I’ve been using AI tools for several years. Looking back at my prompt history recently, I noticed something that stopped me in my tracks: the change isn’t just in the complexity of what I’m asking — it’s in the entire abstraction level.
Then vs Now
Early prompts were transactional and tactical. Write this regex. Debug this function. Explain what this error means. The AI was a smart search engine that could also write code.
Recent prompts look nothing like that. Reposition this platform as an ecosystem play. Build a technology strategy with a layered approach. Research competitive dynamics in Indian banking initiatives. Develop a compliance framework for the DPDP Act.

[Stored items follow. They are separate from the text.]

PR #4467, opened 2024-08-01
Document Ecto.Schema.has_many/3 :preload_order option with MFA

sygour:
On `has_many` relations, `:preload_order` option is also compatible with MFA.

This is currently stated in `many_to_many/3` documentation, this pull request aims at making those two pieces of documentation consistent.

### DIFF
--- a/lib/ecto/schema.ex
+++ b/lib/ecto/schema.ex
@@ -856,12 +856,15 @@ defmodule Ecto.Schema do
     * `:where` - A filter for the association. See "Filtering associations" below.
       It does not apply to `:through` associations.
 
-    * `:preload_order` - Sets the default `order_by` of the association.
-      It is used when the association is preloaded.
+    * `:preload_order` - Sets the default `order_by` when preloading the association.
+      It may be a keyword list/list of fields or an MFA tuple, such as `{Mod, fun, []}`.
+      Both cases must resolve to a valid `order_by` expression.
       For example, if you set `Post.has_many :comments, preload_order: [asc: :content]`,
       whenever the `:comments` associations is preloaded,
       the comments will be ordered by the `:content` field.
-      See `Ecto.Query.order_by/3` for more examples.
+      See `Ecto.Query.order_by/3` to learn more about ordering expressions.
+      See the [many_to_many/3 preload order](#many_to_many/3-preload-order) section below to learn how
+      this option can be utilized.
 
   ## Examples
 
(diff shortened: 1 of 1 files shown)


lib/ecto/schema.ex
```diff
@@ -856,12 +856,15 @@ defmodule Ecto.Schema do
...
-      It is used when the association is preloaded.
+    * `:preload_order` - Sets the default `order_by` when preloading the association.
+      It may be a keyword list/list of fields or an MFA tuple, such as `{Mod, fun, []}`.
+      Both cases must resolve to a valid `order_by` expression.
       For example, if you set `Post.has_many :comments, preload_order: [asc: :content]`,
       whenever the `:comments` associations is preloaded,
       the comments will be ordered by the `:content` field.
-      See `Ecto.Query.order_by/3` for more examples.
+      See `Ecto.Query.order_by/3` to learn more about ordering expressions.
+      See the [many_to_many/3 preload order](#many_to_many/3-preload-order) section below to learn how
```
greg-rychlewski, line 866:
```suggestion
      See [many_to_many/3 preload order](#many_to_many/3-preload-order) to learn how
```

lib/ecto/schema.ex
```diff
@@ -856,12 +856,15 @@ defmodule Ecto.Schema do
...
+    * `:preload_order` - Sets the default `order_by` when preloading the association.
+      It may be a keyword list/list of fields or an MFA tuple, such as `{Mod, fun, []}`.
+      Both cases must resolve to a valid `order_by` expression.
       For example, if you set `Post.has_many :comments, preload_order: [asc: :content]`,
       whenever the `:comments` associations is preloaded,
       the comments will be ordered by the `:content` field.
-      See `Ecto.Query.order_by/3` for more examples.
+      See `Ecto.Query.order_by/3` to learn more about ordering expressions.
+      See [many_to_many/3 preload order](#many_to_many/3-preload-order) to learn how
+      this option can be utilized.
```
greg-rychlewski, line 867:
```suggestion
```

Actually I'm not sure if we should put this here. The focus is really on ordering when there is a join table and I'm a bit worried it will through users off or they will think this can apply to `through` associations`.

sygour: Thanks for reviewing, I was actually wondering if that was a good thing to refer to `many_to_many` documentation

greg-rychlewski:
thank you @sygour !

The transformation extends beyond complexity to purpose. I’m no longer asking AI to build things — I’m asking it to help me decide what to build and why.
The AI as Shadow Board of Directors
In a startup, you are often the only person in the room when you need to make a hard call. The loneliness of that is real. AI has quietly become my shadow board of directors — a counterpart that pushes back on assumptions, surfaces frameworks I hadn’t considered, and helps me think through the second-order consequences of decisions.
When I’m researching something like tokenization efforts in Indian fintech, I don’t want definitions. I want a dialogue. I want to understand the regulatory gap, the practical implementation barrier, and the market opportunity in one conversation.
The Meta-Learning
The competitive advantage in India’s fintech sector no longer comes from faster code generation. The real value is in using language models to navigate complex regulatory systems — bridging the gap between what the Banking Regulations Act says and what a credit underwriter actually does on a Tuesday morning.
AI is eating my operational bottlenecks. The entrepreneurial journey feels less isolated than it used to.